И тогда я заковылял в явь. В больничном коридоре ни души — и я двинулся, переставляя костыли и шурша по линолеуму кожаными домашними тапками. И насколько же путь теперь был медленнее и труднее. В реальности приходилось к тому же быть осмотрительнее. (Знание больницы было знанием ее порядков и черного хода.) Предварительно я зашел в свою палату, угловую, самую далекую от лифтов. Под больничный халат я пододел (учел дождь) имевшийся у меня свитерок, а больничные штаны сменил на тренировочные с белой полоской. И двинулся к двери, сунув на всякий случай в карман десятку из бывших у меня денег. Один из моих сопалатников спал; другой лежал, глядя в потолок, никак не реагируя ни на мой приход, ни на мою возню с переодеваньем. Рубаха на груди у него была развалена, раскрыта, как при удушье. Я вышел из палаты и вот — костылюшка много не набегает — я спускался по неосвещенной лестнице вниз марш за маршем. И спустился.

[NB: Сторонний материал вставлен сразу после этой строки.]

PR #4226, opened 2026-07-18
Bug-fix batch: api-gateway CORS expose-headers, AM listing / IdP errors / conversions / child counts, resource-group PEP type

diffora:
A batch of independent bug fixes, one commit per fix, spanning api-gateway, account-management (+SDK), resource-group, and toolkit-db.

## CORS-expose the ETag response header (api-gateway)
Browsers may only read non-safelisted response headers when the server sends `Access-Control-Expose-Headers`; the gateway sent none, so every ETag-guarded (`If-Match`) write was impossible for a cross-origin browser client while curl/Postman hid the problem. Adds `cors.exposed_headers` (default `["ETag"]`, so deployments need no config change), config-load validation for wildcard+credentials combinations (previously a tower-http assert panic at startup — a crash-loop with no pointer at the offending config), and warnings for unparseable CORS list entries instead of a silent `filter_map` drop.

## `$orderby=status` on the tenant children listing (account-management + toolkit-db + resource-group)
Sorting the tenant children listing by status returned 400 `unsupported $orderby field`. Root cause: the cursor codec was bound to the wire `String` kind while the cursor value carries the storage `SMALLINT` ordinal, so the token could not round-trip. Adds `ODataFieldMapping::cursor_kind` (default = the wire kind, so no existing mapper changes behavior) and uses it on both sides of the cursor codec; `encode_cursor_value` also accepts `SmallInt`/`Int` under `FieldKind::I64` so mappers need not hand-widen narrow columns. `status` becomes orderable by its lifecycle ordinal (`active` < `suspended` < `deleted`). resource-group's three type fields carried the same latent wire-String/storage-SmallInt mismatch (orderable, un-overridden — `$orderby=type` broke with `InvalidCursor` on any page overflow) and now declare `cursor_kind = I64`. OpenAPI updated accordingly.

## Typed IdP uniqueness / password-policy rejections (account-management SDK + gear)
`POST /tenants/{id}/users` with a duplicate username surfaced as a redacted generic 400 (`request`/`VALIDATION`), so clients could not attribute the failure to a field; duplicate email and password-policy rejections collapsed into the same catch-all. The `#[non_exhaustive]` `IdpUserOperationFailure` gains `DuplicateUser { field: Username | Email | UsernameOrEmail }` and `PasswordPolicy`; `Rejected` stays as the fallback, so providers that never emit the new variants keep today's behavior unchanged. AM maps `DuplicateUser` to 409 `already_exists` on the user resource (the stable colliding-field token as `resource_name`, never the caller-supplied value; the curated detail derives from the same typed field) and `PasswordPolicy` to 400 with a `password`/`PASSWORD_POLICY` field violation. `UsernameOrEmail` covers Keycloak's combined `ModelDuplicateException` constant — on KC 26 the only 409 shape `createUser` produces directly. Raw provider text stays digest-only in logs, same redaction posture as the existing arms. The IdP-plugin half that actually emits the classified variants lives in the consuming application; until it lands, every path still produces `Rejected` and nothing changes on the wire.

## Soft-delete cancels the pending conversion in-TX (account-management)
`DELETE /tenants/{id}` tombstoned the tenant but left its pending mode-conversion row dangling. `schedule_deletion`'s SERIALIZABLE TX now terminal-resolves it (`cancelled_by` = the deleting actor); the idempotent already-Deleted path runs the same fenced cancel, so pre-fix orphans are healed by simply retrying the DELETE. The audit event is emitted after commit (no double-count on serialization retry, no phantom event on rollback).

## Platform-scope the user-groups cascade system actor (account-management)
The retention hard-delete reaper's resource-group cascade ran scoped to the tenant being deleted; the resolver's subtree grant rooted at a Deleted tenant materializes to zero rows and fails closed, silently deferring the whole hard-delete backlog forever. The cascade context is now platform-scoped (nil home tenant resolves to Global at the resolver). The resolver-side half lives in the consuming application.

## Count self_managed direct children in `child_count` (account-management)
The public `child_count` read-shape field undercounted a parent whose direct children include a `self_managed` one — a parent with two active children where one is self_managed reported `child_count = 1` while `GET /tenants/{id}/children` listed both. Root cause: `count_children_grouped` clamped each child row by the caller's barrier-respecting scope, and a self_managed tenant's inbound closure edges carry `barrier = 1` even from its own parent, so the self_managed direct child dropped out of the count while the listing (direct-child carve-out) still showed it. The count now gates on the PARENT's Respect-reachability and then counts all its direct children; the `parent_id` predicate pins the count to depth 1, so nothing below a barrier leaks. Regression tests run under a real Respect-barriers scope (prior coverage ran under `allow_all`, barriers off, and could not catch this).

## Restore rg-namespace group resource type for PEP evaluation (resource-group)
The gts-rust v0.11.0 migration routed the group resource-type literal through the crate-name-derived SDK constant, silently renaming the PEP-evaluated type from `gts.cf.core.rg.group.v1~` to `gts.cf.core.resource_group.group.v1~`. Deployed role grants are written against the documented `gts.cf.core.rg.*` family, so the rename 403'd all group CRUD for tenant members and failed AM's tenant-delete ownership probe closed (surfaced as 503) — verified on a live deployment: a grant on `gts.cf.core.rg.*` is denied while `gts.cf.core.resource_group.*` is allowed, same caller and flow. Pins `GROUP_RESOURCE_TYPE` back to `cf.core.rg.group.v1~`, consistent with the untouched siblings (`rg.group_membership.v1~`, `rg.type.v1~`), with a comment so a future mechanical migration does not rename it again.

> Note for maintainers: if crate-derived GTS namespaces are genuinely the intended direction, that should be a separate coordinated migration — the whole type family at once, plus seed data and a data migration of existing grants — not a mechanical rewrite of a single literal (which is exactly how this regression happened).

## Verification
Branch is rebased onto current `main`. `cargo test` / `cargo clippy --all-targets` / `cargo fmt --check` are green across the six touched crates (toolkit-db, api-gateway, account-management, account-management-sdk, resource-group, resource-group-sdk); `cargo dylint --all` (incl. the GTS-layer lints DE0901/DE0904) green on the resource-group crates. The AM, gateway, and resource-group fixes were additionally exercised end-to-end against a live deployment (REST-level checks for the CORS header, `$orderby=status` incl. a cursor walk across ordinal groups, the duplicate/password-policy classification, the delete-cancels-conversion flow, and the self_managed `child_count` agreement between the single read and the listing).

## Summary by CodeRabbit

* **New Features**
  * Added clearer account-management errors for duplicate users and password-policy rejections, with sensitive provider details redacted.
  * Tenant deletion now automatically cancels pending conversion requests and records the responsible actor.
  * Tenant child listings support ordering and cursor pagination by lifecycle status.
  * CORS now exposes ETag by default and supports configurable exposed headers.

* **Bug Fixes**
  * Improved scoped child counts to include eligible direct children without exposing deeper subtrees.
  * Corrected resource-type identifiers and cursor handling for resource-group listings.

* **Documentation**
  * Clarified filtering and ordering behavior for categorical fields.

### DIFF
--- a/gears/system/account-management/account-management-sdk/src/field.rs
+++ b/gears/system/account-management/account-management-sdk/src/field.rs
@@ -45,6 +45,12 @@ pub const ROOT_TENANT_CANNOT_CHANGE_STATUS: &str = "ROOT_TENANT_CANNOT_CHANGE_ST
 /// `provisioning_metadata.realm_name`) — see [`PROVISIONING_METADATA_FIELD`].
 pub const IDP_INVALID_INPUT: &str = "IDP_INVALID_INPUT";
 
+/// The `IdP` rejected the supplied password against its configured
+/// password policy. Carried on the [`PASSWORD_FIELD`]
+/// field-violation so clients can attribute the failure to the
+/// password input; the raw policy text stays provider-side.
+pub const PASSWORD_POLICY: &str = "PASSWORD_POLICY";
+
 // ---------------------------------------------------------------------------
 // `field_violations[].field` attribution keys.
 //
@@ -68,6 +74,10 @@ pub const METADATA_FIELD: &str = "metadata";
 /// ([`ROOT_TENANT_CANNOT_DELETE`] / [`ROOT_TENANT_CANNOT_CONVERT`] /
 /// [`ROOT_TENANT_CANNOT_CHANGE_STATUS`]).
 pub const TENANT_ID_FIELD: &str = "tenant_id";
+
+/// `password` field for `IdP` password-policy rejects (carries
+/// [`PASSWORD_POLICY`]).
+pub const PASSWORD_FIELD: &str = "password";
 
 /// Shared fallback field for [`IDP_INVALID_INPUT`] when the `IdP`
 /// plugin cannot localise the violation to a specific sub-key — the
@@ -100,6 +110,8 @@ pub enum ValidationReason {
     RootTenantCannotChangeStatus,
     /// See [`IDP_INVALID_INPUT`].
     IdpInvalidInput,
+    /// See [`PASSWORD_POLICY`].
+    PasswordPolicy,
     /// Unmodeled / future reason — preserves the raw wire string.
     Unknown(String),
 }
@@ -117,6 +129,7 @@ impl ValidationReason {
             ROOT_TENANT_CANNOT_CONVERT => Self::RootTenantCannotConvert,
             ROOT_TENANT_CANNOT_CHANGE_STATUS => Self::RootTenantCannotChangeStatus,
             IDP_INVALID_INPUT => Self::IdpInvalidInput,
+            PASSWORD_POLICY => Self::PasswordPolicy,
             other => Self::Unknown(other.to_owned()),
         }
     }
@@ -132,6 +145,7 @@ impl ValidationReason {
             Self::RootTenantCannotConvert => ROOT_TENANT_CANNOT_CONVERT,
             Self::RootTenantCannotChangeStatus => ROOT_TENANT_CANNOT_CHANGE_STATUS,
             Self::IdpInvalidInput => IDP_INVALID_INPUT,
+            Self::PasswordPolicy => PASSWORD_POLICY,
             Self::Unknown(s) => s.as_str(),
         }
     }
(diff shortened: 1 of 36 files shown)


diffora:
All three review findings addressed and folded into their originating commits (history stays one-commit-per-fix):

- `ValidationReason` gains a `PasswordPolicy` variant wired into `from_wire`/`as_wire` and the round-trip test — the new reason no longer decodes as `Unknown` (folded into the IdP-classification commit).
- `account-management-v1.yaml` `child_count` description now documents the parent-gated semantics: all direct children (incl. self_managed) counted when the parent is Respect-reachable, `0` for a tenant seen only via the carve-out (folded into the child_count commit).
- `count_children_grouped` is now a single statement: the Respect-scoped parent gate rides as an `IN`-subquery inside the grouped count, so the authorization check and the count observe one database snapshot — no gate-then-count race (folded into the child_count commit).

Tests, fmt, clippy green on the touched crates; branch force-pushed.

Artifizer (approved):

Именно главный-то вход в больницу был закрыт, там было пусто, темно, а вот нужный мне черный ход был открыт, там горел свет, несильная голая лампа, и сидел, дежурил мужичок в ватнике — курил. Он лениво зевнул, когда я проковылял мимо. Когда я уже пересек свет и полосу табачного дыма, он проворчал вслед что-то вроде: «Только ты уж недолго...» Я шагал, ставя костыли на мокрый асфальт, на мокрую траву. Слабые мои ноги дрожали. Во рту пересохло. Дождь был теплый. Я миновал полуповаленную ограду, чувствуя, как после больничного духа в лицо бьет густой запах мокрых деревьев. Дом — рукой подать. Я видел: девочка в окне немо что-то говорила — шевелила губами. Подъезды (в реальности) были с этой стороны, и где мне войти, я без труда высчитал по отстоянию окон от угла дома. Задрав голову, я еще раз скорректировался по ее лицу в окне — и вошел. Дыхание участилось, я подымался вверх. Я постукивал костылями. Дом был самый обычный, с нормальным отсчетом этажей, с нормальными лестничными клетками, с нормальным числом — четыре — квартир на клетке, эта вот нормальность, будничность, прозаичность дома, а на этаже одна из квартир открыта. Дверь открыта. И когда я вошел, я увидел, что квартира не жилая, тянулись трубы. Входной коридор вел не в комнаты, а куда-то в сторону. А пройдя немного, я глянул вверх — потолок был обшит досками: земля. Я остановился. И увидел, что вновь спуск. И тут же услышал над головой тот самый шум: шумела река...

* * *

Примерно за год времени на моих глазах в палате сменилось два десятка больных, одним из них был старик, по национальности туркмен. После травмы он находился в шоково-бесцензурном состоянии; он также не видел себя ни ящеркой, ни барханом, ни дервишем, ни муллой. У него был вполне современный и довольно распространенный сдвиг: он считал, что все часы испортились и что их надо уничтожить, ибо они показывают неверное время. Он молчал и если говорил, то об испортившемся часовом механизме, о шестеренках, пружинках. К нему часто приходила дочь — сорокалетняя женщина, маникюрша.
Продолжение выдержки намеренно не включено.